Potential Benefits of Breaking Up Google and YouTube:
Enabling Competition in the Market: Splitting YouTube from Google would remove a dominant player with vast financial resources, making it feasible for new competitors to enter the video-sharing and online advertising industries. Google's immense capital and established infrastructure currently create high barriers for other companies, stifling innovation and limiting consumer choices. By making YouTube an independent entity, smaller and emerging firms would have a better chance to compete, fostering a more dynamic and diverse market landscape.
Resurgence of Free Content: Increased competition could lead to a resurgence of free, high-quality content with fewer intrusive ads. Independent platforms would strive to attract both creators and viewers by offering better user experiences and more appealing revenue models, resulting in a richer variety of content available to the public.
Innovation and Improvement: With the pressure to stay competitive, platforms would be driven to innovate, offering enhanced features and continuously improving user experiences. This could lead to advancements in video quality, personalized recommendations, and interactive tools that benefit both creators and viewers.

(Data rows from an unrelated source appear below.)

PR #559, opened 2026-07-23
feat(hiv): expose CD4-mortality rate array and add rel_death scalars

robynstuart:
The CD4-stratified HIV mortality table and its off-ART-only filter were hardcoded inside `HIV.make_p_hiv_death` and `HIV.step`. Coming out of a Zimbabwe calibration exercise where the sim under-counted AIDS deaths by 3-4x after ART scale-up, this makes both aspects tunable.

Changes to `HIVPars`:
- `cd4_death_bins`: descending CD4 bin edges (default matches old hardcoded value)
- `cd4_death_rates`: per-year mortality for each bin (default matches old hardcoded value)
- `rel_death`: scale on all HIV deaths (default 1.0)
- `rel_death_on_art`: additional scale for on-ART agents (default 0.5, from Marston 2007 / Kranzer 2013 African ART cohorts showing on-ART mortality ~30-50% of untreated at each CD4 level)

Behaviour change: on-ART agents are now included in the stochastic HIV-death channel at 0.5x their untreated CD4-bin rate, where before they were excluded entirely. Set `rel_death_on_art=0` to preserve the pre-change behaviour (on-ART agents die only via CD4=0).

Added `test_rel_death_scales_hiv_mortality` to tests/test_hiv.py.


robynstuart:
superseded by https://github.com/starsimhub/stisim/pull/556

PR #561, opened 2026-07-24
Simplify ART mortality to an age/CD4 function, integrate rel_death

robynstuart:
## Summary

Follow-up to #556. Replaces the `(dur x age x cd4) x4` EMOD ARTMortalityTable lookup with a small formula:

```
rate = rel_death * art_death_rate * rel_death_unsupp? * rel_death_f? * age_mult(age) * cd4_mult(cd4)
```

- Drops the duration-since-ART-initiation axis: STIsim's own CD4-reconstitution curve already makes CD4 fall with time-on-ART, so it reproduces the *direction* of the duration effect, but only ~15-30% of its *magnitude* (checked empirically against the original EMOD table). This is a deliberate simplification, documented in `docs/user_guide/diseases/hiv.md`.
- `art_death_dur` ships as an opt-in no-op (`None` by default) with the EMOD-consistent duration bins/multipliers given in a comment, for anyone who wants closer fidelity to the original table.
- All values (`art_death_rate`, `rel_death_unsupp`, `rel_death_f`, `art_death_age`, `art_death_cd4`) were fit from the same EMOD-HIV ARTMortalityTable data via log-additive decomposition, cross-validated against the real table cells.
- On-ART mortality is no longer opt-in (`use_art_mortality_table` removed) — agents on ART are no longer immune to HIV death by default.

Also integrates `feat/hiv-death-rate-pars` (#559)'s `cd4_death_bins`/`cd4_death_rates` (tunable off-ART CD4 mortality table) and `rel_death` (now a *global* scalar applied to both off-ART and on-ART hazards). Drops that branch's `rel_death_on_art`, since it's superseded by the dedicated on-ART function here.

Naming sweep for consistency with `rel_death`/`rel_sus`: `art_mort_supp` -> `art_death_rate`, `rel_art_mort_unsupp` -> `rel_death_unsupp`, `rel_art_mort_f` -> `rel_death_f`, `art_mort_age`/`art_mort_cd4` -> `art_death_age`/`art_death_cd4`.

Also fixes two pre-existing flaky tests (`test_cd4_counts_decline_untreated`, `test_aids_transmission_is_higher_than_latent`) that used `n_agents` too small to reliably produce the outcome they were checking for under the current starsim RNG.

## Test plan
- [x] `pytest tests/test_hiv.py` — 23 passed
- [x] New `test_rel_death_scales_hiv_mortality`, checking `rel_death` scales both off-ART and on-ART death channels monotonically
- [x] Manually verified `get_art_mortality_hazard` runs cleanly with `art_death_dur` both unset (default) and set (EMOD-restoring values)
- [x] Cross-validated the fitted `art_death_rate`/`age_mult`/`cd4_mult`/`rel_death_unsupp`/`rel_death_f` against real cells from the original EMOD table (ratios within ~0.84-1.20x across 24 spot checks)


dtcitron:
As far as I can tell, this fits all of the correct qualitative behaviors that we want to see - looks as though mortality while on ART is higher for males than females; increases with age; increases while CD4 count goes down.

What remains is to figure out how to make this quantitatively comparable to the EMOD-HIV lookup tables. Looking closer at those tables, there are a few idiosyncrasies so I don't think we need to copy-paste them exactly. The extra axis of those tables - duration on ART - we no longer use so it's hard to make a direct quantitative comparison between the new lookup function against the old lookup tables. I have attached two images, one showing a comparison between the tables at <6 months and at 1-2 years - the comparisons appear different and agree/disagree in different places depending on the duration.

Two questions:
- In the docs it says the baseline art_death_rate = 0.0186, but in the main code the baseline art_death_rate is 0.00554 - which of these values should we use? 
- The ratio between mortality among unsuppressed/suppressed for males is 11.4x and ~2.3x for females in EMOD-HIV, but the ratio is 2.03 for both males and females in the new lookup tables. Once we determine if we need to make other quantitative changes, I can change the default ratios to be different by sex.

@robynstuart can you say more about how you reduced the ARTMortality tables down to this new function? Are there any other quantitative adjustments we should make here before committing?

comparison_at_1-2Yr
comparison_at_6Mo

dtcitron:
I have now updated this branch to adjust a few things:

1. We now have art mortality bounded from above by mortality while off art - nobody on ART should have higher mortality risk than someone on ART
2. Mortality while on nonsuppressive ART relative to effective ART is now higher for men than for women
3. (Updated docs to reflect this)

Remaining to do: need to review literature and make sure that numerically the mortality is still empirically supported, and need to add references for parameter values to the docs.

image

PR #220, opened 2019-06-11
Fst implementation (and doc fixes)

### LINKED ISSUE #199: Implement pairwise Fst
Having thought some more about the two alternative Fst definitions, we definitely want to general definition of Fst in terms of expected pairwise coalescence times:

Fst= (Tt-Tw)/(Tt)

Where Tt is the average for a pairwise sample taken at random. For the case of two populations we assume that we are equally likely to sample from within and between species, i.e. 
Tt=(Tb + Tw)/2 

Substituting gives:

Fst= (Tb-Tw)/(Tb+Tw)

@GertjanBisschop wrote a simple implementation of this using BranchStat.divergence_matrix:

def Fst(div_entry):
    A = np.mean((div_entry.diagonal()))
    B = div_entry[1,0]
    return (B-A)/(A+B)

def calculate_Fst(ts, samplesets, function=Fst):
    winlen = [0,ts.sequence_length]
    BranchStat = tskit.BranchLengthStatCalculator(ts)
    div_matrix = BranchStat.divergence_matrix(samplesets,winlen)
    Fst_result = list(map(function, div_matrix))
    return Fst_result

Hopefully this can be implemented in tskit to return a matrix of pairwise fst values for arbitrary sets of populations.

### LINKED ISSUE #214: Stats docs: correct sample_sets param docs
Stats use the string "– A list of lists of Node IDs, specifying the groups of individuals to compute diversity within." 

This doesn't apply to things like Y1, etc.

### LINKED ISSUE #217: Change indices to indexes in general stat docs
Currently used in the general stats overview.

petrelharp:
This is an implementation of Fst: the "1 - diversity/divergence" version. Since this is just using our diversity and divergence functions - it isn't a "general stat" itself, but a ratio of them - I have only tested one case (but one that people might care about - `windows="sites"`).

This closes #199.

Also:
closes #214 
closes #217 

In the process I ran into a question: what if there are no sites, what should be returned with `windows="sites"`? Currently it returns something with one row, but it should probably have zero rows.

### DIFF
--- a/docs/stats.rst
+++ b/docs/stats.rst
@@ -140,7 +140,7 @@ in units of crossovers and mutations per base pair, respectively).
 .. _sec_general_stats_sample_sets:
 
 ***********************
-Sample sets and indices
+Sample sets and indexes
 ***********************
 
 Many standard population genetics statistics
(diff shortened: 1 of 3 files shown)


jeromekelleher:
Looks good, thanks @petrelharp. Will merge once CI passes (I rebased and removed a stray print).

petrelharp:
CI passed; merging. Thanks for cleaning up that print!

Greater Choice for Consumers: Consumers would enjoy more options, allowing them to choose platforms that prioritize their viewing pleasure and creative freedom over aggressive monetization strategies. This variety ensures that users can select services that best align with their preferences and values, leading to a more satisfying and personalized online experience.
The Cost of Complacency: Paying the Price
In hindsight, we should have anticipated this outcome when YouTube systematically pushed out its competitors. Today, we’re paying the price—literally, through YouTube Premium, and metaphorically, with our patience as ads infiltrate every corner of our viewing experience. The free experience that once defined YouTube continues to deteriorate, replaced by a platform that prioritizes profit over people.
Breaking up YouTube and Google would restore balance to the online video market, offering us and creators a richer, more diverse landscape. It would reintroduce choice, allowing us to select platforms that prioritize our viewing pleasure and creative freedom over relentless monetization.Photo via YouTube.com // Today, YouTube can do things like this without facing any real repercussions. Consumers have nowhere else to go.
Escaping the Boiling Pot
With no competition left, Google continues to degrade its YouTube service, confident that we have nowhere else to turn. It’s time to break free from the boiling pot.
Separating YouTube from Google isn’t just a regulatory necessity—and the U.S. Justice Department have made it clear that this is an option on the table—it’s a crucial step toward reclaiming the vibrant, diverse online video landscape that we once cherished. Breaking up YouTube and Google would ignite competition, drive innovation, and restore a balance that benefits both creators and consumers. Until then, we remain trapped in that slowly heating pot, witnessing the erosion of a platform that was once the heart of online video.
This opinion piece reflects the author's perspective based on the current state of YouTube and its relationship with Google.